# The Way Children See Things



## crewsk (Aug 27, 2005)

>> >NUDITY
>> >I was driving with my three young children one warm summer evening when
>> >a woman in the convertible ahead of us stood up and waved. She was stark
>> >naked! As I was reeling from the shock, I heard my 5-year-old shout from
>> >the back seat, "Mom! That lady isn't wearing a seat belt!

>> >HONESTY
>> >My son Zachary, 4, came screaming out of the bathroom to tell me he'd
>> >dropped his toothbrush in the toilet. So I fished it out and threw it in
>> >the garbage.

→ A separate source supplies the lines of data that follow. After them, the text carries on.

PR #52249, opened 2026-03-23
extension_api: Add support for setting the working dir for `Command`

vitallium:
Adds an optional `working-dir` field to the `Command` type across the extension API.

## Context

Extensions that use the `Command` sometimes need to run commands in a specific directory, for example, in a worktree root. Without this, the CWD was uncontrolled/implicit.

This makes it explicit and overridable.
If `working_dir` is not set, it defaults to the extension's work directory. This is the current behavior.

## How to Review

I think the most important bit is extension API compatibility.  
I tried to keep the existing extensions that rely on the `Command` API
working in the same way as they do currently.

Not sure if a bump is requires but happy to do that.

## Self-Review Checklist

Release Notes:

- Add support for setting the working dir for `Command` in Extension API

### DIFF
--- a/crates/extension/src/types.rs
+++ b/crates/extension/src/types.rs
@@ -23,6 +23,8 @@ pub struct Command {
     pub args: Vec<String>,
     /// The environment variables to set for the command.
     pub env: EnvVars,
+    /// The working directory for the command
+    pub working_dir: Option<PathBuf>,
 }
 
 impl std::fmt::Debug for Command {
@@ -37,6 +39,7 @@ impl std::fmt::Debug for Command {
             .field("command", &self.command)
             .field("args", &self.args)
             .field("env", &filtered_env)
+            .field("working_dir", &self.working_dir)
             .finish()
     }
 }
--- a/crates/extension_api/src/process.rs
+++ b/crates/extension_api/src/process.rs
@@ -9,6 +9,7 @@ impl Command {
             command: program.into(),
             args: Vec::new(),
             env: Vec::new(),
+            working_dir: None,
         }
     }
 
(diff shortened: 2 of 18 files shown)


MrSubidubi:
Thank you for this!

Unfortunately, aside from having issues with the WIT modifications, I think this would be better handled by properly introducing the manifest concept to extensions, which I think would handle your use case here. 

Furthermore, I think this PR could be misused in certain circumstances.

Thus, am gonna close for now, but still, thanks for the attempt!

vitallium:
> Unfortunately, aside from having issues with the WIT modifications

Do you mean compatibility with the released API?

>I think this would be better handled by properly introducing the manifest concept to extensions, which I think would handle your use case here.

Is there a discussion or issue where I can learn more about the manifest idea?
 
> Furthermore, I think this PR could be misused in certain circumstances.

Yeah, I totally agree. Coming back to this PR, I clearly see this potential. For example, an approved `./tool --version` could be turned into execution of any attacker-chosen `./tool` by switching the cwd to a different directory.

> Thus, am gonna close for now, but still, thanks for the attempt!

No problem at all. My biggest worry is that the `cwd` of the Command API is not deterministic. Would it be possible to take a different approach and have the Command API always set the `cwd` to the current worktree root?

Thanks!

MrSubidubi:
> Do you mean compatibility with the released API?

Yep.

> Is there a discussion or issue where I can learn more about the manifest idea?

I do not think so, however, that is already implemented for Python in core (and one of the reasons Basedpyright was lifted into core).

> Would it be possible to take a different approach and have the Command API always set the cwd to the current worktree root?

I think it would definitely be interesting to find out why this seems to be nondeterministic, would depend on what you'd find there. But if you find an approach there that would make sense, we could definitely take another look.

PR #52257, opened 2026-03-23
git_hosting_providers: Add Hugging Face support

julien-c:
## Summary

- Add a `HuggingFace` Git hosting provider so that commit hashes and file references become clickable links to `huggingface.co`
- Supports both `huggingface.co` and `hf.co` (SSH shorthand) hosts, HTTPS and SSH remote URLs, and model/dataset/space repository types
- Add Hugging Face to the docs list of supported Git hosting services

## Test plan

- [x] All 11 unit tests pass (`cargo test -p git_hosting_providers --lib providers::huggingface`)
- [x] `cargo clippy -p git_hosting_providers` passes with no warnings
- [ ] Manual: clone a Hugging Face repo and verify commit hashes render as clickable links

Release Notes:

- Added support for Hugging Face as a Git hosting provider, making commit hashes and file references clickable links to huggingface.co.

### DIFF
--- a/crates/git_hosting_providers/src/git_hosting_providers.rs
+++ b/crates/git_hosting_providers/src/git_hosting_providers.rs
@@ -26,6 +26,7 @@ pub fn init(cx: &mut App) {
     provider_registry.register_hosting_provider(Arc::new(Gitea::public_instance()));
     provider_registry.register_hosting_provider(Arc::new(Gitee));
     provider_registry.register_hosting_provider(Arc::new(Github::public_instance()));
+    provider_registry.register_hosting_provider(Arc::new(HuggingFace));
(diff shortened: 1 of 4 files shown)


cole-miller:
Thanks, but this seems a bit too niche for us to have in Zed core. At some point we'd like to allow extensions to define Git hosting providers so that we can support arbitrary providers without this maintenance tradeoff, but for now we unfortunately have to be selective about what providers we merge support for.

julien-c:
well Zed has an active account on HF (https://huggingface.co/zed-industries) whereas you don't seem to have one on SourceHut, Codeberg, etc

but nevermind! Thanks for reading anyways

PR #48146, opened 2026-02-01
Fix duplicate window when opening from CLI on macOS

koh-sh:
Closes #47140
Closes #44691

When launching Zed from the CLI (`zed .`), macOS delivers the path as a `kAEGetURL` Apple Event via Launch Services. Zed relied on the `application:openURLs:` delegate method to receive this, but its timing relative to `applicationDidFinishLaunching:` is not guaranteed by macOS. In release builds, the app reaches `didFinishLaunching` before the URL is delivered, causing it to be missed and a duplicate window to be opened. This does not reproduce in debug builds due to slower initialization, which is why the issue was hard to reproduce from source.

This replaces `application:openURLs:` with a custom `kAEGetURL` Apple Event handler registered in `applicationWillFinishLaunching:`. Apple Events are guaranteed to be delivered synchronously between `willFinishLaunching` and `didFinishLaunching`, ensuring the URL is always available before startup logic runs.

 Release Notes:

 - Fixed duplicate window creation when opening files/directories from the CLI on macOS.

PR #53814, opened 2026-04-13
Revert "Fix duplicate window when opening from CLI on macOS (#48146)"

ConradIrwin:
This reverts commit 5be9dc1781ef6d2cbfbdbcd417edd0935cbb83a8.

This change breaks dragging directories onto the App icon (or using the
directories listed in the menu on the app icon in the doc)

Release Notes:

- N/A


cole-miller (approved):
Thanks!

Zachary stood there thinking for a moment, then ran to my
>> >bathroom and came out with my toothbrush. He held it up and said with
>> >charming little smile, "We better throw this one out too then, 'cause it
>> >fell in the toilet a few days ago.

>> >OPINIONS
>> >On the first day of school, a first-grader handed his teacher a Note
>> >from his mother. The note read, "The opinions expressed by these
>> >children are not necessarily those of his parents."

>> >KETCHUP
>> >A woman was trying hard to get the ketchup to come out of the jar.
>> >During her struggle the phone rang so she asked her 4-year-old daughter
>> >to answer the phone. "It's the minister, Mommy," the child said to her
>> >mother. Then she added, "Mommy can't come to the phone to talk to you
>> >right now. She's hitting the bottle."

>> >MORE NUDITY
>> >A little boy got lost at the YMCA and found himself in the women's
>> >locker room. When he was spotted, the room burst into shrieks, with
>> >ladies grabbing towels and running for cover. The little boy watched in
>> >amazement and then asked, "What's the matter haven't you ever seen a
>> >little boy before?"

>> >ELDERLY
>> >While working for an organization that delivers lunches to elderly
>> >shut-ins, I used to take my 4-year-old daughter on my afternoo n rounds.
>> >The various appliances of old age, particularly the canes, walkers and
>> >wheelchairs, unfailingly intrigued her. One day I found her staring at a
>> >pair of false teeth soaking in a glass. As I braced myself for the
>> >inevitable barrage of questions, she merely turned and whispered, "The
>> >tooth fairy will never believe this!"

>> >DRESS-UP
>> >A little girl was watching her parents dress for a party. When she saw
>> >her dad donning his tuxedo, she warned, "Daddy, you shouldn't wear that
>> >suit." "And why not, darling?" "You know that it always gives you a
>> >headache the next morning."

>> >SCHOOL
>> >A little girl had just finished her first week of school. "I'm just
>> >wasting my time," she said to her mother. "I can't read, I can't write
>> >and they won't let me talk!"

>> >BIBLE
>> >A little boy opened the big family bible. He was fascinated as he
>> >fingered through the old pages. Suddenly, something fell out of the
>> >Bible. He picked up the object and looked at it. What he saw was an old
>> >leaf that had been pressed in between the pages. "Mama, look what I
>> >found", the boy called out." What have you got there, dear?" With
>> >astonishment in the young boy's voice, he answered, "I think it's Adam's
>> >underwear."
>> >
>> >
>> >Find a smile in every face,love in every heart, and sunshine in every
>> >day.


----------



## KAYLINDA (Aug 27, 2005)

*Thank You!*

Started my day off with a laugh!


----------



## texasgirl (Aug 27, 2005)

Oh Crewsk   I love the one about adams underwear!!
They are ALL funny!!


----------



## pdswife (Aug 27, 2005)

Adam's underwear was good!
They all were.  Thanks for starting my
day off with a giggle.


----------



## middie (Aug 27, 2005)

lol crewsk. that's cute.


----------



## Barbara L (Aug 27, 2005)

The one about the toothbrush made me shudder!    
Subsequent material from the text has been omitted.